* Exercise details *
Show all lines from the data that include the word "merge".

* Data excerpts *
PR #681, opened 2018-01-17
Skip irrelevant indexes earlier when using country param

mattficke:
### Context
Currently, the country param only filters out features that are not in the requested country or countries relatively late in the process, in verifymatch. We end up doing a fair amount of work finding and sorting results from indexes that will have all their results thrown away at the end.

We can skip indexes that don't contain any features in the requested country earlier in the process in phrasematch to improve performance.

### Summary of Changes
* When using the country param, don't consider phrasematch results from indexes that don't contain features in the requested country.

cc @mapbox/geocoding-gang


mattficke:
This also adds support for the `bbox` and `languageMode` params to the carmen.js script.

PR #682, opened 2018-01-19
Update tokenize script to better display tokens

ingalls:
### Context

Rewrite the `tokenize` script to be more consistent in it's output and get rid of `split` who's functionality is now duplicated by core `readline`

cc @mapbox/geocoding-gang


aarthykc:
lgtm! 🌮

PR #683, opened 2018-01-22
Fix bbox in scripts/carmen.js

lizziegooding:
### Context
https://github.com/mapbox/carmen/pull/681 added support for `bbox` arguments from the carmen CLI. This fixes error handling for that change and adds tests to confirm it works as expected.

### Summary of Changes
- [x] check the length of the `bbox` arg and parse `bbox` rather than `proximity` parameter
- [x] add unit tests for cli runs with valid and invalid bboxes

### Next Steps
- [ ] review
- [ ] merge & release new carmen version

cc @mapbox/geocoding-gang

### DIFF
--- a/scripts/carmen.js
+++ b/scripts/carmen.js
@@ -75,13 +75,13 @@ if (argv.proximity) {
 }
 
 if (argv.bbox) {
-    if (argv.bbox.split(',') !== 4)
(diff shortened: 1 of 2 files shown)


mattficke:
🤦‍♂️ thanks for catching the typo and adding a test @lizziegooding

PR #684, opened 2018-01-25
Token concat

ingalls:
### Context

- Updates to token tests
    - Refactor to avoid use of anon fxn
    - Ensure all assertions are `result, expected`
    - Add tests around per-index regex tokens (sweden)

*Bug Fix*
On the first pass of generating a `from:to` pair, the original `to` string would be mutated to include the numbered replacement groups referencing the word boundaries.

So `$1something` would be mutated to become `$1$2something$3`

If the diacritic removal code was run it then removed the diacritics from the `from` replacer and ran the `to` creator again. Since the `to` had been mutated by the first pass it would then incorrectly calculate the numbered replace groups. 

Fix: Avoid mutating the original `to` text, instead cloning on write.

cc @mapbox/geocoding-gang

### DIFF
--- a/test/token.test.js
+++ b/test/token.test.js
@@ -37,6 +37,25 @@ tape.test('token#concatenated single token', t => {
     t.end();
 });
 
+tape.test('token#concatenated single token - diacritics', t => {
+    let tokens = {
+        '([a-z]+)vägen': {
+            'text': '$1v'
+        }
+    }
+    let tokenReplacer = tokenize.createReplacer(tokens)
+    let expected = [
+        { from: /([\s\u2000-\u206F\u2E00-\u2E7F\\'!"#$%&()*+,\-.\/:;<=>?@\[\]^_`{|}~]|^)([a-z]+)vägen([\s\u2000-\u206F\u2E00-\u2E7F\\'!"#$%&()*+,\-.\/:;<=>?@\[\]^_`{|}~]|$)/gi, inverse: false, named: false, to: '$1$2v$3' },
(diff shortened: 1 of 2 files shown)


test/token.test.js
```diff
@@ -1,57 +1,83 @@
...
+    }
+    let tokenReplacer = tokenize.createReplacer(tokens)
+    let expected = [
+        { from: /([\s\u2000-\u206F\u2E00-\u2E7F\\'!"#$%&()*+,\-.\/:;<=>?@\[\]^_`{|}~]|^)([a-z]+)vägen([\s\u2000-\u206F\u2E00-\u2E7F\\'!"#$%&()*+,\-.\/:;<=>?@\[\]^_`{|}~]|$)/gi, inverse: false, named: false, to: '$1$2v$3' },
+        { from: /([\s\u2000-\u206F\u2E00-\u2E7F\\'!"#$%&()*+,\-.\/:;<=>?@\[\]^_`{|}~]|^)([a-z]+)vagen([\s\u2000-\u206F\u2E00-\u2E7F\\'!"#$%&()*+,\-.\/:;<=>?@\[\]^_`{|}~]|$)/gi, inverse: false, named: false, to: '$1$2v$3' }
+    ]
+
+    t.deepEquals(tokenReplacer, expected, 'created a regex')
+
+    t.equals(tokenize.replaceToken(tokenReplacer, 'Samuelsvägen'), 'Samuelsv', 'replaced token');
```
aarthykc: great catch!

PR #687, opened 2018-02-07
Reduce index size

aarthykc:
### Context
Reducing index size by dropping interpolation for features that have long addressnumber ranges. For example, in France, we noticed addressnumber array that looked something like `[1,2,3....5000]`. This is causing our indexes to be bulky and hence, the approach to reduce the index size is to drop interpolation for features where outliers like 5000 are detected. 

#### Outlier detection
The outlier detection formula used is [Tuckey's fences](https://en.wikipedia.org/wiki/Outlier#Tukey's_fences) where we determine the lower limit and an upper limit in a sorted arrray (quartiles - q1 and q3) below and above which (respectively) the address numbers are counted as outliers. 

#### Dropping interpolation
The way to drop interpolation is by setting these values:
```
carmen:rangetype	
carmen:lfromhn	
carmen:ltohn	
carmen:rfromhn	
carmen:rtohn	
carmen:parityl	
carmen:parityr
```
To null, which would mean that the address cluster is not interpolated.

### Summary of Changes
- [x] adds outlier detection to indexdocs
- [x] drops the interpolation in standardize function in indexdocs

### Next Steps
- [x] Reviewed + feedback from @ingalls || @apendleton 
- [x] test on indexes and see changes
- [x] merge, release

cc @mapbox/geocoding-gang


lib/indexer/indexdocs.js
```diff
@@ -213,6 +214,24 @@ function standardize(doc, zoom) {
         });
     }
 
+
+// if an outlier is detected in address numbers for example in [1,2,3,5000], 5000 is considered an outlier, then drop interpolation for it
+    const outlier = isOutlierDetected(doc.properties['carmen:addressnumber']);
+        if (outlier) {
```
ingalls: The identation is a bit wonky here - could this become 

```
if (isOutlierDetected(doc.properties['carmen:addressnumber'])) {
```

lib/indexer/indexdocs.js
```diff
@@ -213,6 +214,24 @@ function standardize(doc, zoom) {
...
+            console.warn('address cluster contains addressnumbers outside the threshold, drop interpolation for address cluster');
+            var interpolationProperties = ['carmen:lfromhn','carmen:ltohn', 'carmen:parityr', 'carmen:rfromhn','carmen:rtohn', 'carmen:parityl'];
+
+//set interpolation properties values to null, for example: "carmen:parityr":[["O", "O" ,null ,null ,null], null] would become "carmen:parityr":[[null, null ,null ,null ,null], null]
+            interpolationProperties.forEach(function(p) {
```
ingalls: We're going to be enforcing arrow functions in the next week or so, want to swich this to 

```
forEach(p => {
```

apendleton: Actually, pretty sure our lint rules require parens even for single argument. So I think it should be:

    forEach((p) => {

but we can confirm.

ingalls: 👍

lib/indexer/indexdocs.js
```diff
@@ -138,11 +134,11 @@ function runChecks(doc) {
     } else if (geojsonErr.length) {
         for (var err_it = 0; err_it < geojsonErr.length; err_it++) {
             if (geojsonErr[err_it].level == 'message') {
-                //It's good practice to follow these warnings but required
+            //It's good practice to follow these warnings but required
```
ingalls: *not required

ingalls: * not required

I think you meant to say not required here

aarthykc: oh i didn't write that, but can make the change, only changed the indentation!

PR #120, opened 2015-08-13
fix(gulp) only require cloudflare in its own task

thibaultCha:
Otherwise simply running `gulp` for local work would throw an error
because of the missing environment variables, even if they are only
required when deploying.


ahmadnassri:
very good! :+1:

PR #148, opened 2015-10-20
Added clock skew details for hmac plugin

shashiranjan84:
added details about `Clock Skew` in HMAC plugin doc

### DIFF
--- a/app/plugins/hmac-authentication.md
+++ b/app/plugins/hmac-authentication.md
@@ -130,6 +130,12 @@ the order they appear.
 3. If value is not the last value then append an ASCII newline `\n`.
   The string MUST NOT include a trailing ASCII newline.
 
+### Clock Skew
+
+The HMAC Authentication plugin also implements a clock skew check [as described in the specification](https://tools.ietf.org/html/draft-cavage-http-signatures-00#section-3.4) to prevent replay attacks. By default, a minimum lag of 300s in either direction (past/future) is allowed. Any request with a higher or lower date value will be rejected. The length of the clock skew can be edited through the plugin's configuration by setting `clock_skew` property (`config.clock_skew` POST parameters).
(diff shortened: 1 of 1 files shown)


app/plugins/hmac-authentication.md
```diff
@@ -129,6 +129,12 @@ the order they appear.
 
 3. If value is not the last value then append an ASCII newline `\n`.
   The string MUST NOT include a trailing ASCII newline.
+  
+### Clock Skew
+
+Plugin also implements the clock-skew to prevent Replay Attack. The server and 
+requesting machine should be synchronized with NTP and a valid date in GMT format should 
+be sent using either `X-Date` or `Date` header.
```
ahmadnassri: you can also implement `clock-skew` from the specification to prevent replay attacks. 

The server and requesting machine should be synchronized with NTP and a valid date in GMT format should be sent using either `X-Date` or `Date` headers.

ahmadnassri:
@shashiranjan84 provided a better worded paragraph

thibaultCha:
I like @ahmadnassri's paragraph better too.

shashiranjan84:
I have already updated it based on my conversation with him. I can't use his exact lines as its not correct. Clock skew is not something user can implement, its already implemented as a mandatory check.

ahmadnassri:
but you still use the wording "Plugin also ..." it just sounds wrong.

thibaultCha:
"Plugin also implements" => weird english

By default a minimum lag of `300s` allowed ===> missing an *is*? weird english too 

Plugin configuration ===> plugin's configuration

 by setting the property `config.clock_skew` ==> by setting the `config.clock_skew` proeprty

either `X-Date` or `Date` header => either `X-Date` or `Date` headers

PR #150, opened 2015-10-26
fix(layout) Remove the gh-star bait button

thibaultCha:
Finally remove this bait button, is 3000 stars enough?

### DIFF
--- a/app/_includes/nav.html
+++ b/app/_includes/nav.html
@@ -1,7 +1,6 @@
 <div class="navbar">
   <div class="container">
     <a href="/" class="navbar-brand"><img src="/assets/images/branding.svg" alt="Kong" width="99" height="32"></a>
-    <iframe class="header-star" src="https://ghbtns.com/github-btn.html?user=Mashape&amp;repo=kong&amp;type=star"frameborder="0" scrolling="0" width="55" height="20"></iframe>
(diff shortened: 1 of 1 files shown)


ahmadnassri:
@sinzone ?

sinzone:
not yet. Devs use it as quick bookmark to view it later when they have time. it's very useful. 

![] (http://cl.ly/image/2c0x3Q3a3Z2m/Image%202015-10-26%20at%2010.45.06%20PM.png)

thibaultCha:
The issue here is the it is next to the actual logo and screams "CLICK ME".

The screenshot you posted is a good example to follow (unlike Kong): it's non intrusive at the bottom. Which we have on the website but this removes the bait button from the header. 

On a side note, it doesn't actually star the repo, it is just a link to it.

sinzone:
yes that's what i say.. won't auto follow. 

i agree that next to logo is weird, but till we have a new design/found a prominent place (that one in the example is right after install "main call to action" in the center) than don't remove it.

has to be somewhere in this area ![] (http://cl.ly/image/1P0P0H314109/Image%202015-10-26%20at%2011.50.09%20PM.png). do you have ideas?

sinzone:
can be in the yellow notifo area perhaps

ahmadnassri:
closing, since removal is not the desired result here.

PR #151, opened 2015-10-26
fix(layout) footer overlapping content since

thibaultCha:
Fix for a66946e9d181b9caf08d2f5a84de46ca7db3d120 making the footer overlap content.


ahmadnassri:
we removed the banner, so this wasn't needed

thibaultCha:
Now it’s future proof.

PR #171, opened 2015-12-02
typo fix, and retrieve plugin updated to be a GET request

Tieske:
a small typo, and an inconsistency.

Updated based on doc inconsistency, without checking the code! So __please check carefully before merging__.

The "Retrieve Plugin" was listed as a POST, was missing a header and included a "Request body" block.

### DIFF
--- a/app/docs/0.5.x/admin-api.md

* Answer to this problem *
- [ ] merge & release new carmen version
- [x] merge, release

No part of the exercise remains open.